Pierre Le Grand () was a French buccaneer supposedly active during the 17th century. He is known to history from only one source, Alexandre Exquemelin's Buccaneers of America, and thus his historical existence has been questioned.

Origins
Pierre was born in Dieppe, France. Nothing is known of his life before his arrival in Tortuga at some time in the mid-17th century.

Attack on Spanish galleon
Pierre le Grand is known only for his attack on a Spanish galleon near the coast of Hispaniola in the 17th century. The exact site of the attack is uncertain; Exquemelin at one point says the Caicos Islands were the scene of the crime, and at another point places the attack at Cape Tiburón, off the southwest coast of Hispaniola.
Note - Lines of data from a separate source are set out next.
Issue #1611, opened 2023-03-23
Save selected teams in local storage


maskin25:
something like this:

```
if(localStorage['team-filters]){
filters.teams=localStorage['team-filters]
}else{
don't set filter default value
}


```

PR #1613, opened 2023-03-23
Save selected teams filter in local storage

maskin25:
# What this PR does

Selected teams filter is now saved in local storage

https://github.com/grafana/oncall/issues/1611

## Checklist


grafana-plugin/src/models/filters/filters.ts
```diff
@@ -3,21 +3,39 @@ import { action, observable } from 'mobx';
...
-  public globalValues: FiltersValues = {};
+  private _globalValues: FiltersValues = {};
 
   constructor(rootStore: RootStore) {
     super(rootStore);
+
+    const savedFilters = getItem(LOCAL_STORAGE_FILTERS_KEY);
+    if (savedFilters) {
+      this.globalValues = { ...savedFilters };
+    }
```
joeyorlando, line 28: should we add an `else` clause here which sets to the user's default configured team if nothing is stored in local storage?

joeyorlando (approved):

joeyorlando (approved):
could it be worthwhile adding a small e2e test that the filter values are persisted (for example on refresh)?

grafana-plugin/src/models/filters/filters.ts
maskin25: good idea, but default team is unknown at the moment of this code running...

PR #1615, opened 2023-03-24
speed up ci builds from 15 to <7 minutes

joeyorlando:
This PR cuts GitHub Action build times from 14-15 minutes, down to just under 7 minutes. It does this by:
- caching `grafana-plugins/node_modules` and `pip` dependencies based on their respective dependency files (eg. `requirements.txt` & `yarn.lock`). This step alone saves ~3 minutes.
- get rid of the "build-engine-docker-image" and "backend-integration-tests" jobs in the old "Integration Tests" workflow. This was split out this way so that we could build the backend docker image once, upload the artifact, and then reuse it across the backend and e2e tests. We no longer need these backend integration tests because we are testing the same thing in the e2e tests. This saves ~45 seconds of having to upload the image artifact.
- few improvements within the integration tests themselves:
  - move plugin configuration to the `globalSetup.ts`. This means that every test does not need to check if the plugin has been configured because it is done once before all the tests are run.
  - cache the plugin frontend build. If your commit doesn't change anything to `grafana-plugin/src` or `grafana-plugin/yarn.lock` it should be safe to reuse a previously built/cached version of the plugin frontend. This saves ~3 minutes
  - cache playwright binaries/dependencies. Only re-install them if the version of `@playwright/test` in `grafana-plugin/yarn.lock` changes. This saves ~3 minutes.
  
**Other things to mention**
Once we refactor the `GSelect` component to not call the `onChange` callback on every keyDown event (#1628), this should allow us to parallelize the integration tests, and cut the time required to execute the tests themselves in half


grafana-plugin/src/containers/GSelect/GSelect.tsx
joeyorlando, line 1: this is effecting the ability to parallelize the integration tests. Currently we make an API call on every keyDown event. This hammers the backend and makes it crawl to a halt on CI (mostly due to the limited CPU resources GitHub provides you on CI builds).

I tried refactoring the `loadOptions` callback but couldn't get it working 100%, could use some assistance here (cc: @grafana/grafana-oncall-frontend)

grafana-plugin/src/containers/GSelect/GSelect.tsx
```diff
@@ -61,7 +61,6 @@ const GSelect = observer((props: GSelectProps) => {
     showWarningIfEmptyValue = false,
     getDescription,
     filterOptions,
-    // fromOrganization,
```
joeyorlando, line 64: this is commented out, ie. never used, removed the few leftover references to it.

.github/workflows/linting-and-tests.yml
```diff
@@ -0,0 +1,435 @@
...
+  lint-entire-project:
+    name: "Lint entire project"
+    runs-on: ubuntu-latest
+    steps:
+      - uses: actions/checkout@v3
+      - uses: actions/setup-python@v4
+        with:
+          python-version: "3.9.12"
+          cache: "pip"
+          cache-dependency-path: engine/requirements.txt
```
joeyorlando, line 36: this speeds things up - see PR description

.github/workflows/linting-and-tests.yml
```diff
@@ -0,0 +1,435 @@
...
+          cache: "yarn"
+          cache-dependency-path: grafana-plugin/yarn.lock
+      - name: Use cached frontend dependencies
+        id: cache-frontend-dependencies
+        uses: actions/cache@v3
+        with:
+          path: grafana-plugin/node_modules
+          key: ${{ runner.os }}-frontend-node-modules-${{ hashFiles('grafana-plugin/yarn.lock') }}
+      - name: Install frontend dependencies
+        if: steps.cache-frontend-dependencies.outputs.cache-hit != 'true'
```
joeyorlando, line 50: this speeds things up - see PR description

.github/workflows/linting-and-tests.yml
```diff
@@ -0,0 +1,435 @@
...
+        with:
+          path: "~/.cache/ms-playwright"
+          key: ${{ runner.os }}-playwright-${{ env.PLAYWRIGHT_VERSION }}
+
+      - name: Install Playwright binaries/dependencies
+        if: steps.playwright-cache.outputs.cache-hit != 'true'
+        # if more browsers are added, need to modify
+        run: |
+          npx playwright install --with-deps chromium firefox
+          npx playwright install-deps
```
joeyorlando, line 393: this speeds things up - see PR description

engine/settings/ci-test.py
joeyorlando, line 1: I changed this because if we want to leverage `pip` dependency caching we _should_ run the tests on the GitHub runner host, rather than inside a Docker container, on that host. 

Without doing this, the container doesn't have proper access to the cached files (maybe with some volume mounting it could, but I didn't mess around with this)

engine/wait_for_test_mysql_start.sh
joeyorlando, line 1: see comment above in `engine/settings/ci-test.py`

grafana-plugin/integration-tests/globalSetup.ts
```diff
@@ -1,6 +1,39 @@
...
+  const pluginIsAutoConfigured = (await onCallApiUrlInput.count()) === 0;
+
+  if (!pluginIsAutoConfigured) {
+    await onCallApiUrlInput.fill(ONCALL_API_URL);
+    await clickButton({ page, buttonText: 'Connect' });
+  }
+
+  // wait for the "Connected to OnCall" message to know that everything is properly configured
+  await expect(page.getByTestId('status-message-block')).toHaveText(/Connected to OnCall.*/);
+};
```
joeyorlando, line 36: this function already existed as-is. Just relocating it from `grafana-plugin/integration-tests/utils/configurePlugin.ts`, which has been removed, because we don't need to access it for every test.

.github/workflows/snyk.yml
```diff
@@ -17,16 +17,21 @@ jobs:
...
-        run: |
-          pip install -r engine/requirements.txt
-          cd grafana-plugin/
-          yarn --network-timeout 500000
+      - name: Install backend dependencies
+        working-directory: engine
+        run: pip install -r requirements.txt
+      - name: Install frontend dependencies
+        working-directory: grafana-plugin
+        run: yarn install --frozen-lockfile --prefer-offline --network-timeout 500000
```
teodosii, line 34: `--prefer-offline`

Interesting, does this work on CI or it will still attempt to download?

grafana-plugin/src/containers/GSelect/GSelect.tsx
teodosii: Maybe this should be debounced? I can definitely have a look. The problem is not really in `GSelect` but in the `EscalationPolicy` itself due to calling the backend.

teodosii (approved):

engine/wait_for_test_mysql_start.sh
```diff
@@ -1,7 +1,7 @@
 #!/usr/bin/env bash
 
-until nc -z -v -w30 mysql_test 3306
+until nc -z -v -w30 "${DATABASE_HOST:mysql_test}" 3306
```
iskhakov, line 3: this won't work on bash, see [stackoverflow](https://stackoverflow.com/questions/2013547/assigning-default-values-to-shell-variables-with-a-single-command-in-bash) or experiment:
```
echo ${NON_EXISTANT_VAR:default}
zsh: unrecognized modifier `d'
echo ${NON_EXISTANT_VAR:-default}
default
echo ${NON_EXISTANT_VAR:=default}
default
```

Pierre had recruited a crew of 28 men on a single small boat and sailed in search of Spanish ships to rob. After a long, fruitless cruise, his buccaneer band spotted a ship, a straggler from the Spanish treasure fleet. They voted to pursue it, and shortly after sunset, they drew alongside their prey without being seen.

The legend says that Pierre ordered the crew's surgeon to cut a hole in the side of their own boat and sink it, to inspire the men to fight their hardest for lack of a means of retreat. Then the pirates climbed up the side of the galleon, armed with swords and pistols.

Surprise was complete. The pirates took the galleon's captain unawares while he played cards in his own cabin. Pierre's men also seized the gun room, slaughtering the Spanish guards and preventing the rest of the Spanish crew from obtaining weapons to defend themselves and their ship. The galleon's sailors had little choice but to surrender.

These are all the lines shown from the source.